Following the publication of his critical essay, NPR announced it had given Mr. Berliner a five-day suspension, beginning on April 12, stating his opinion piece for The Free Press violated his contractual obligation to obtain permission before publishing content with another news publication. By April 17, Mr. Berliner had officially resigned from the publication.

“Questioning whether our people are serving our mission with integrity, based on little more than the recognition of their identity, is profoundly disrespectful, hurtful, and demeaning,” Ms. Maher said in an April 12 statement without directly naming Mr. Berliner.

In an NPR article addressing Mr. Berliner’s criticisms, NPR investigative reporter Chiara Eisner said: “Minorities do not all think the same and do not report the same. Good reporters and editors should know that by now. It’s embarrassing to me as a reporter at NPR that a senior editor here missed that point in 2024.”

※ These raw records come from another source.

PR #84, opened 2019-02-21
add reference to schema in generated permission files

mikaelarguedas:
This PR adds a reference to the schema used in the generated xml files (similar to what is in the [default governance file](https://github.com/ros2/sros2/blob/79fffad94045e60edb9f3c2e7c6fe614bf1d1f3e/sros2/sros2/policy/defaults/dds/governance.xml#L2-L3)) so that users can perform validation on the files.

@ruffsl It looks like this repo now has a copy of the permission and governance XSDs from the OMG website. Is the expected way of managing schema to commit new copies of the schemas to this repo  when a new DDS Security version comes out?

### DIFF
--- a/sros2/sros2/policy/templates/dds/permissions.xsl
+++ b/sros2/sros2/policy/templates/dds/permissions.xsl
@@ -22,7 +22,8 @@
 
 <xsl:template match="/policy/profiles">
   <xsl:variable name="dds">
-    <dds>
+    <dds xmlns:xsi="http://www.w3.org/2001/XMLSchema-instance"
+    xsi:noNamespaceSchemaLocation="http://www.omg.org/spec/DDS-SECURITY/20170901/omg_shared_ca_permissions.xsd">
       <permissions>
         <xsl:for-each select="profile">
           <xsl:variable name="_ns">


ruffsl:
> Is the expected way of managing schema to commit new copies of the schemas to this repo when a new DDS Security version comes out?

I'd expect so. I don't know of another way the CLI could acquire the DDS schema without it being pre-installed, other than requiring users have constant internet access to the public internet :earth_asia: . Can we get it from the vendor installed?

mikaelarguedas:
> Can we get it from the vendor installed?

I remember that at least RTI and Fast-RTPS provide a version of these, not sure about Opensplice or other vendors.
Potential alternatives:
- Use the one provided by the vendors (though it assumes they provide the same version, which was not true in the past)
- Fetch the schema  from the OMG website at sros2 build time and install it, this way we dont need to embed a copy here or a valid internet connexion when using the CLI (though we'll likely need to update the download URL when a new version comes out).
- Host them on `http://download.ros.org` so that they have an http URL (some tools like xmllint can't fetch https hosted schemas), this could potentially allow us to keep the same URL.

I have nothing against the current solution about embedding it in the repo, just brainstorming if we could come up with anything avoiding duplication

ruffsl:
> Fetch the schema  from the OMG website at sros2 build time and install it, this way we dont need to embed a copy here or a valid internet connexion when using the CLI (though we'll likely need to update the download URL when a new version comes out).

That sounds nice! Could we add a bit of logic to the setup.py to first check the source folder for it before downloading a version from OMG as a fall back. This would keep it easy for developers to use custom schemas, or test unreleased schemas in beta.

> some tools like xmllint can't fetch https hosted schemas

The fact the no XML template processor can use HTTPS was infuriating when I was prototyping! If we do scrape the XSD from OMG at build time, lets makes sure if via https though.

> I have nothing against the current solution about embedding it in the repo, just brainstorming if we could come up with anything avoiding duplication

The XSD hasn't changed often TBH, I think the latest release merely added and optional `<script>` element that I couldn't find in the documentation.

mikaelarguedas:
Pulling it at build time sounds good to me. This will likely be a separate PR though as this one is just for consistency accross governance/permission xml files and allow end consumers to have a self-contained permission files.

I would advocate to get this in as is as I don't know if/when I'll have time to work on the next step.

> The XSD hasn't changed often TBH, I think the latest release merely added and optional `<script>` element that I couldn't find in the documentation.

Yeah last change I remember was the renaming of `allow_unauthenticated_join` vs `allow_unauthenticated_participants`.

ruffsl:
> I would advocate to get this in as is as I don't know if/when I'll have time to work on the next step.

Feel free to merge when ready. Could you open a ticket for this so we don't forget.

mikaelarguedas:
> Feel free to merge when ready. Could you open a ticket for this so we don't forget.

:+1: https://github.com/ros2/sros2/issues/86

Ms. Eisner’s comments may have been in response to concerns Mr. Berliner raised about the lack of viewpoint-based diversity at NPR.

He also said, “Race and identity became paramount in nearly every aspect of the workplace” at NPR, with journalists asking everyone they interviewed their race, gender, and ethnicity and entering those details in a centralized database. He said NPR has also given its employees unconscious bias training sessions and implored employees to “start talking about race.” He said an NPR internal website also promoted internal company affinity groups based on racial and ethnic characteristics, with NPR officials describing these groups as a “great way to meet like-minded colleagues.”

While Mr. Berliner noted NPR’s focus on race, gender, and ethnicity, he said NPR leadership had not offered much response to numerous concerns he had raised about the diversity of viewpoints within the company. He noted that he looked at a sample of voter registrations at NPR’s Washington D.C. headquarters, finding 87 Democrats and zero Republicans working at that office.